Carlee Russell admits she was not abducted and did not see child on road
This article is more than 5 months oldAlabama woman could face charges for fabricating story, police say, as they try to determine whereabouts for two days
A woman in Alabama has confessed to fabricating a story that she was kidnapped after stopping to check on a toddler she saw walking on the side of the interstate.
Carlee Russell’s attorney, Emory Anthony, provided a statement to police on Monday saying there was no kidnapping.
“There was no kidnapping on Thursday July 13. My client did not see a baby on the side on the road,” the statement read, according to Hoover police department chief Nicholas Derzis, who read it at a news conference.
She did not leave the city, and acted alone, the statement added.
“My client apologizes for her actions to this community, the volunteers who were searching for her, to the Hoover police department and other agencies, as well as to her friends and family,” Anthony said in the statement.
Derzis said it is possible that Russell could face charges. He said they are trying to determine where she was in the two days she was gone.

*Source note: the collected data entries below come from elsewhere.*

PR #2458, opened 2019-04-11
Include what you use: google/cloud/storage/version.h

devbww:
Ensure that every header that uses "inline namespace STORAGE_CLIENT_NS"
first includes google/cloud/storage/version.h.

---
This change is [Reviewable](https://reviewable.io/reviews/googleapis/google-cloud-cpp/2458)


devbww:
PTAL

PR #2459, opened 2019-04-11
Include what you use: google/cloud/bigtable/version.h

devbww:
Ensure that every header that uses "inline namespace BIGTABLE_CLIENT_NS"
first includes google/cloud/bigtable/version.h.

---
This change is [Reviewable](https://reviewable.io/reviews/googleapis/google-cloud-cpp/2459)


devbww:
PTAL

PR #2781, opened 2019-06-15
chore: Minimize impact of package server outages.

coryan:
When the package servers for a distro go bad (and they do from time to time),
our builds break because we cannot rebuild the images with the latest and
greatest packages. In this PR we use Google Container Registry (GCR) to cache
the Docker images with all the base packages we need to build the code.
We do this only for the *install* tests, because those use the more obscure
distributions, and they tend to fail more. We will use the same techniques
for all builds in a future PR.

The expectation is that GCR has a better observed SLO that the combination
of all the package servers out there. It is based on GCS, so there is good
reason to believe it should work well.

To prevent our base images from getting stale, the builds on the `master`
branch:
- Try to build the base image, without using the cache.
- If successful, they push the new base image up, and use that to run
  the build.
- If not successful, they still use the cached image to run the build.

This technique does not work well if the Dockerfile installs additional packages
after the initial base image. I plan to refactor the builds in a separate
PR to eliminate such cases.

The cache is also invalidated when the contents of the base image changes,
that is, we add a new tool or depedency to the image. That is relatively
rare. We expect that rolling out such changes when the package servers
are having an outage does not happen often, and if it does we will just
need to wait the outage out.

---
This change is [Reviewable](https://reviewable.io/reviews/googleapis/google-cloud-cpp/2781)


ci/kokoro/install/build.sh
```diff
@@ -17,15 +17,71 @@
 set -eu
 
 echo "================================================================"
-echo "Change working directory to project root."
+echo "Change working directory to project root $(date)."
 cd "$(dirname "$0")/../../.."
+
+
```
devbww: Delete extra blank line?

ci/kokoro/install/build.sh
```diff
@@ -17,15 +17,71 @@
...
+echo "================================================================"
+echo "Load Google Container Registry configuration parameters $(date)."
+
+if [[ -f "${KOKORO_GFILE_DIR:-}/gcr-configuration.sh" ]]; then
+  source "${KOKORO_GFILE_DIR:-}/gcr-configuration.sh"
+fi
+
 echo "================================================================"
+echo "Setup Google Container Registry access  $(date)."
```
devbww: Nit: Usually not two spaces before `$(date)`.

ci/kokoro/install/build.sh
```diff
@@ -17,15 +17,71 @@
...
+  gcloud auth activate-service-account --key-file \
+    "${KOKORO_GFILE_DIR}/gcr-service-account.json"
+fi
+gcloud auth configure-docker
 
+readonly DEV_IMAGE="gcr.io/${PROJECT_ID}/google-cloud-cpp/test-install-${DISTRO}"
 echo "================================================================"
-printenv
+echo "Download existing image (if available) for ${DISTRO} $(date)."
+has_cache="/bin/false"
```
devbww: Why "/bin/"?

ci/kokoro/README.md
```diff
@@ -0,0 +1,127 @@
...
+In brief, the Kokoro configuration is split in two:
+
+1. A series of configuration files inside Google define what builds exist, and
+   what resources these builds have access to.
+   * These files are in a hierarchy that mirrors the ci/kokoro directory in this
+     repo.
+   * The `common.cfg` files are parsed first.
+   * The `common.cfg` files are applied according to the directory hierarchy.
+   * Finally any settings in `foobar.cfg` are applied.
+1. A series of configuration files in the `ki/kokoro` directory further define
```
devbww: s/ki/ci/?

ci/kokoro/install/build.sh
coryan: Done.

ci/kokoro/install/build.sh
coryan: Done.

ci/kokoro/install/build.sh
coryan: No good reason, removed here and elsewhere in the script.

ci/kokoro/README.md
coryan: Done.

Issue #2772, opened 2019-06-14
Do not include nlohmann/json.hpp from any public header.


coryan:
We do not want to pollute the namespace for our users with macros or global functions in the nljson.h.

remyabel:
The straight-forward solution is to move the member function definitions of `AuthorizedUserCredentials` into its `.cc` then explicitly instantiate:

```c++
// in authorized_user_credentials.cc
template class AuthorizedUserCredentials<storage::internal::CurlRequestBuilder>;
// in authorized_user_credentials_test.cc
template class AuthorizedUserCredentials<testing::MockHttpRequestBuilder>;
```

The problem is now linking errors exist where we're using `make_unique`:

```c++
google::cloud::internal::make_unique<AuthorizedUserCredentials<>>
```

No idea how to fix this.

Putting `extern template class AuthorizedUserCredentials` in `authorized_user_credentials.h` might work (?) but is undesirable since we'd be including a testing header.

coryan:
Is it possible to refactor the code that uses nl::json to standalone (non-template) functions?

Consider this code:

https://github.com/googleapis/google-cloud-cpp/blob/f6c3c0871ceb7c9df93be6c760c245a7695df535/google/cloud/storage/oauth2/authorized_user_credentials.h#L92-L123

Lines 100 to 122 do not really depend on the template parameters, so we could write a function:

```C++
namespace google::cloud::storage::internal {
StatusOr<RefreshingCredentialsWrapper::TemporaryToken> ParseRefreshResponse(std::string const& payload) {
  // ... basically the code from above
}
}
```

and change the code to:

```C++
  StatusOr<RefreshingCredentialsWrapper::TemporaryToken> Refresh() {
    auto response = request_.MakeRequest(payload_);
    if (!response) {
      return std::move(response).status();
    }
    if (response->status_code >= 300) {
      return AsStatus(*response);
    }
    return ParseRefreshResponse(response->payload);
  }
```

remyabel:
That's a good solution I had not considered, thanks.

remyabel:
Factoring out `AssertionComponentsFromInfo` and `ServiceAccountCredentials::Refresh` is a little trickier since they both depend on `ClockType`. Should the factored out functions be passed `std::chrono::system_clock::now()` or something else?

coryan:
[...]

PR #2784, opened 2019-06-15
cleanup!: Don't include nljson.h in some public headers.

remyabel:
BREAKING CHANGE: this removes two functions from the public API that converted strings and `nljson` objects to a `google::cloud::storage::ServiceAccount`. These functions should have been cleaned up before 1.0 and were never intended for external use.

Ref: #2772 

The only files I do not touch are in the `oauth2` directory as I am unsure how to handle those. I will leave that for someone else.

---
This change is [Reviewable](https://reviewable.io/reviews/googleapis/google-cloud-cpp/2784)


coryan:
Thank for you these changes. The code looks great. There are some documentation changes we need to make at the same time though:

- We need to update the API/ABI baseline as part of this change, as we are removing functions from the public APIs.  Arguably those APIs should never have been there, but we should still treat this as a breaking change.
- We need to update the description of the PR to say that this is a breaking change and why (we build the release notes from these). I will be doing that in a couple of minutes.

@remyabel can you run `BUILD_NAME=update-abi ./ci/kokoro/docker.sh` and commit the `storage_client` baseline?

Russell, 25, disappeared after calling 911 on 13 July to report a toddler wandering beside a stretch of interstate. She returned home two days later and told police she had been abducted and forced into a vehicle.
Her disappearance became a national news story. Images of the missing 25-year-old were shared broadly on social media.
Russell told detectives she was taken by a man who came out of the trees when she stopped to check on the child, put her in a car and an 18-wheel truck, blindfolded her and held her at a home where a woman fed her cheese crackers, authorities said at a news conference last week.
At some point, Russell said she was put in a vehicle again but managed to escape and run through the woods to her neighborhood.
Investigators in Hoover, about 10 miles south of Birmingham, cast doubt on her story in a news conference last week.
They said in the days before her disappearance, she searched for information on her cellphone about Amber alerts, a movie about a woman’s abduction and a one-way bus ticket from Birmingham, Alabama, to Nashville, Tennessee, departing the day she disappeared. Her phone also showed she traveled about 600 yards while telling a 911 operator she was following a three- or four-year-old child in a diaper on the side of the highway.
Russell’s attorney said she had asked for forgiveness for fabricating the story.
“We ask for your prayers for Carlee, as she addresses her issues and attempts to move forward, understanding that she made a mistake in this matter. Carlee again asks for your forgiveness and prayers,” Anthony said.